**EXERCISE DESCRIPTION:** Your response should be every line of the data, written out exactly.

**AVAILABLE RECORDS:**
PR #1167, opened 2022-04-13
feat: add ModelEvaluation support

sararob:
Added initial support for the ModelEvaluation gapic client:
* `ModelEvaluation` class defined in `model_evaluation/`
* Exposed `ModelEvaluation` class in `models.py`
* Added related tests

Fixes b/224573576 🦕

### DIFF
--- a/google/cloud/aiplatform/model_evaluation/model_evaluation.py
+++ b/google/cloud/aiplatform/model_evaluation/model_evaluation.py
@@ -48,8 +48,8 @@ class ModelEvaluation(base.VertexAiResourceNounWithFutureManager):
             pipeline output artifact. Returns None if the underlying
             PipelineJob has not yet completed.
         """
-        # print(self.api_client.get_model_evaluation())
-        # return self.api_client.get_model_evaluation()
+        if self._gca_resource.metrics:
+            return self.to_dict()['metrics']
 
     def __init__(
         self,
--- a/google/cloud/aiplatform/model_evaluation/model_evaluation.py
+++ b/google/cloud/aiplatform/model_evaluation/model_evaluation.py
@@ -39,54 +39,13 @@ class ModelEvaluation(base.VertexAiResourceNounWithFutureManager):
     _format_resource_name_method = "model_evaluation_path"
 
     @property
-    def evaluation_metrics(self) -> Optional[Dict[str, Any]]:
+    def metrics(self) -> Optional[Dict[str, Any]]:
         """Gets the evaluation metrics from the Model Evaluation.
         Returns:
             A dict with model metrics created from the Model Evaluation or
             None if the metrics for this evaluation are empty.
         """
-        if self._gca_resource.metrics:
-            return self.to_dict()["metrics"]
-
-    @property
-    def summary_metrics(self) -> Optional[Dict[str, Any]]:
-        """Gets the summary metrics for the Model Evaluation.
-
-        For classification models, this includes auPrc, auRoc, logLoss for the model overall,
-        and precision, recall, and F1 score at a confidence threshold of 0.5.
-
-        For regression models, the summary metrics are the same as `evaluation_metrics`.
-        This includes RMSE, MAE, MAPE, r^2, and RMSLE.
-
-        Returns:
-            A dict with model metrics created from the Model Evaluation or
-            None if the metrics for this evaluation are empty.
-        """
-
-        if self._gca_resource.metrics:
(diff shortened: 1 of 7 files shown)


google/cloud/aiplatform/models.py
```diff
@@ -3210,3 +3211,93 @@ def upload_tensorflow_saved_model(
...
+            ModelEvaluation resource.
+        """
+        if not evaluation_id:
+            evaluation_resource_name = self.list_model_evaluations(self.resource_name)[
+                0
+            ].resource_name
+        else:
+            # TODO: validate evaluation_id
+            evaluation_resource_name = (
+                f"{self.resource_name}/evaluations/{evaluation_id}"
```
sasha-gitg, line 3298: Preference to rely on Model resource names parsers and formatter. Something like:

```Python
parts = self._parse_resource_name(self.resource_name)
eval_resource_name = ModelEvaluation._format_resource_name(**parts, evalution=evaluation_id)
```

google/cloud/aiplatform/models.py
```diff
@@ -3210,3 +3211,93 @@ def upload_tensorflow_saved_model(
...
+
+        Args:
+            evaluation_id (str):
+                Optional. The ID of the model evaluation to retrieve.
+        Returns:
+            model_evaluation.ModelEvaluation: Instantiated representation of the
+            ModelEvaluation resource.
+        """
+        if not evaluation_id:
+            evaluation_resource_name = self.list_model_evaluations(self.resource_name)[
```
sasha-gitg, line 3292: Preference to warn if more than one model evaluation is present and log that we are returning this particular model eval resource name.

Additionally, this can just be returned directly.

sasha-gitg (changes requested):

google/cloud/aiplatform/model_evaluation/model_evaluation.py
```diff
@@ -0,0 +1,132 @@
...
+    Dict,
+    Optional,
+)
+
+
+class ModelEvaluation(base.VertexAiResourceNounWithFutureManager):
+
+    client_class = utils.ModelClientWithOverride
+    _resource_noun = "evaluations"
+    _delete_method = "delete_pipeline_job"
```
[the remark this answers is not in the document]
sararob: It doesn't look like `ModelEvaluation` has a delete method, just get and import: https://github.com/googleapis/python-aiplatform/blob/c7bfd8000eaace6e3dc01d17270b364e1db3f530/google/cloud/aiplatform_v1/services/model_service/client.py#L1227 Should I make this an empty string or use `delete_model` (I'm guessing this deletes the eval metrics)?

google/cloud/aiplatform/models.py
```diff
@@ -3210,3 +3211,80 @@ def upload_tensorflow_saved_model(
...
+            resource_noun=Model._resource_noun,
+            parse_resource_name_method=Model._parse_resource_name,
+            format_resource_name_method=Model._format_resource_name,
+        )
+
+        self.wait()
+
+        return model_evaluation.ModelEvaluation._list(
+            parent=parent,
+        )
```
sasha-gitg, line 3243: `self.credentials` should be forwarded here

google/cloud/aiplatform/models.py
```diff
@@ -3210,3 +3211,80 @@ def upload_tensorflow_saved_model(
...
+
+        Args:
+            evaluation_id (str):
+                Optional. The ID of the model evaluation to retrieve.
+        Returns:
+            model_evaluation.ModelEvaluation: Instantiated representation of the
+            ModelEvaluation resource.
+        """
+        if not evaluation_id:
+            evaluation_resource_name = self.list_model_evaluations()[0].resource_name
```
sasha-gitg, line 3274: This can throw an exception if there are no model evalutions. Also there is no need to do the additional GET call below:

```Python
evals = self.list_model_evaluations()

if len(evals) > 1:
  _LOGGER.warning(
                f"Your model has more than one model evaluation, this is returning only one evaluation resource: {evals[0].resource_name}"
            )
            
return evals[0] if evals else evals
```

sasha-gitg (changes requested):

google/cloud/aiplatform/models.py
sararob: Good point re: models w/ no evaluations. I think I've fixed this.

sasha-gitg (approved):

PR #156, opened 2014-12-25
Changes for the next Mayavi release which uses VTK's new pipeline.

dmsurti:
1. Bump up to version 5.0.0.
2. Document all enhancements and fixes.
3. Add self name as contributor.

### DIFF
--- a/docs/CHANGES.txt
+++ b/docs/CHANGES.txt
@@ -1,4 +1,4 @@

**EXERCISE OUTPUT:**
PR #1167, opened 2022-04-13
feat: add ModelEvaluation support

sararob:
Added initial support for the ModelEvaluation gapic client:
* `ModelEvaluation` class defined in `model_evaluation/`
* Exposed `ModelEvaluation` class in `models.py`
* Added related tests

Fixes b/224573576 🦕

### DIFF
--- a/google/cloud/aiplatform/model_evaluation/model_evaluation.py
+++ b/google/cloud/aiplatform/model_evaluation/model_evaluation.py
@@ -48,8 +48,8 @@ class ModelEvaluation(base.VertexAiResourceNounWithFutureManager):
             pipeline output artifact. Returns None if the underlying
             PipelineJob has not yet completed.
         """
-        # print(self.api_client.get_model_evaluation())
-        # return self.api_client.get_model_evaluation()
+        if self._gca_resource.metrics:
+            return self.to_dict()['metrics']
 
     def __init__(
         self,
--- a/google/cloud/aiplatform/model_evaluation/model_evaluation.py
+++ b/google/cloud/aiplatform/model_evaluation/model_evaluation.py
@@ -39,54 +39,13 @@ class ModelEvaluation(base.VertexAiResourceNounWithFutureManager):
     _format_resource_name_method = "model_evaluation_path"
 
     @property
-    def evaluation_metrics(self) -> Optional[Dict[str, Any]]:
+    def metrics(self) -> Optional[Dict[str, Any]]:
         """Gets the evaluation metrics from the Model Evaluation.
         Returns:
             A dict with model metrics created from the Model Evaluation or
             None if the metrics for this evaluation are empty.
         """
-        if self._gca_resource.metrics:
-            return self.to_dict()["metrics"]
-
-    @property
-    def summary_metrics(self) -> Optional[Dict[str, Any]]:
-        """Gets the summary metrics for the Model Evaluation.
-
-        For classification models, this includes auPrc, auRoc, logLoss for the model overall,
-        and precision, recall, and F1 score at a confidence threshold of 0.5.
-
-        For regression models, the summary metrics are the same as `evaluation_metrics`.
-        This includes RMSE, MAE, MAPE, r^2, and RMSLE.
-
-        Returns:
-            A dict with model metrics created from the Model Evaluation or
-            None if the metrics for this evaluation are empty.
-        """
-
-        if self._gca_resource.metrics:
(diff shortened: 1 of 7 files shown)


google/cloud/aiplatform/models.py
```diff
@@ -3210,3 +3211,93 @@ def upload_tensorflow_saved_model(
...
+            ModelEvaluation resource.
+        """
+        if not evaluation_id:
+            evaluation_resource_name = self.list_model_evaluations(self.resource_name)[
+                0
+            ].resource_name
+        else:
+            # TODO: validate evaluation_id
+            evaluation_resource_name = (
+                f"{self.resource_name}/evaluations/{evaluation_id}"
```
sasha-gitg, line 3298: Preference to rely on Model resource names parsers and formatter. Something like:

```Python
parts = self._parse_resource_name(self.resource_name)
eval_resource_name = ModelEvaluation._format_resource_name(**parts, evalution=evaluation_id)
```

google/cloud/aiplatform/models.py
```diff
@@ -3210,3 +3211,93 @@ def upload_tensorflow_saved_model(
...
+
+        Args:
+            evaluation_id (str):
+                Optional. The ID of the model evaluation to retrieve.
+        Returns:
+            model_evaluation.ModelEvaluation: Instantiated representation of the
+            ModelEvaluation resource.
+        """
+        if not evaluation_id:
+            evaluation_resource_name = self.list_model_evaluations(self.resource_name)[
```
sasha-gitg, line 3292: Preference to warn if more than one model evaluation is present and log that we are returning this particular model eval resource name.

Additionally, this can just be returned directly.

sasha-gitg (changes requested):

google/cloud/aiplatform/model_evaluation/model_evaluation.py
```diff
@@ -0,0 +1,132 @@
...
+    Dict,
+    Optional,
+)
+
+
+class ModelEvaluation(base.VertexAiResourceNounWithFutureManager):
+
+    client_class = utils.ModelClientWithOverride
+    _resource_noun = "evaluations"
+    _delete_method = "delete_pipeline_job"
```
[the remark this answers is not in the document]
sararob: It doesn't look like `ModelEvaluation` has a delete method, just get and import: https://github.com/googleapis/python-aiplatform/blob/c7bfd8000eaace6e3dc01d17270b364e1db3f530/google/cloud/aiplatform_v1/services/model_service/client.py#L1227 Should I make this an empty string or use `delete_model` (I'm guessing this deletes the eval metrics)?

google/cloud/aiplatform/models.py
```diff
@@ -3210,3 +3211,80 @@ def upload_tensorflow_saved_model(
...
+            resource_noun=Model._resource_noun,
+            parse_resource_name_method=Model._parse_resource_name,
+            format_resource_name_method=Model._format_resource_name,
+        )
+
+        self.wait()
+
+        return model_evaluation.ModelEvaluation._list(
+            parent=parent,
+        )
```
sasha-gitg, line 3243: `self.credentials` should be forwarded here

google/cloud/aiplatform/models.py
```diff
@@ -3210,3 +3211,80 @@ def upload_tensorflow_saved_model(
...
+
+        Args:
+            evaluation_id (str):
+                Optional. The ID of the model evaluation to retrieve.
+        Returns:
+            model_evaluation.ModelEvaluation: Instantiated representation of the
+            ModelEvaluation resource.
+        """
+        if not evaluation_id:
+            evaluation_resource_name = self.list_model_evaluations()[0].resource_name
```
sasha-gitg, line 3274: This can throw an exception if there are no model evalutions. Also there is no need to do the additional GET call below:

```Python
evals = self.list_model_evaluations()

if len(evals) > 1:
  _LOGGER.warning(
                f"Your model has more than one model evaluation, this is returning only one evaluation resource: {evals[0].resource_name}"
            )
            
return evals[0] if evals else evals
```

sasha-gitg (changes requested):

google/cloud/aiplatform/models.py
sararob: Good point re: models w/ no evaluations. I think I've fixed this.

sasha-gitg (approved):

PR #156, opened 2014-12-25
Changes for the next Mayavi release which uses VTK's new pipeline.

dmsurti:
1. Bump up to version 5.0.0.
2. Document all enhancements and fixes.
3. Add self name as contributor.

### DIFF
--- a/docs/CHANGES.txt
+++ b/docs/CHANGES.txt
@@ -1,4 +1,4 @@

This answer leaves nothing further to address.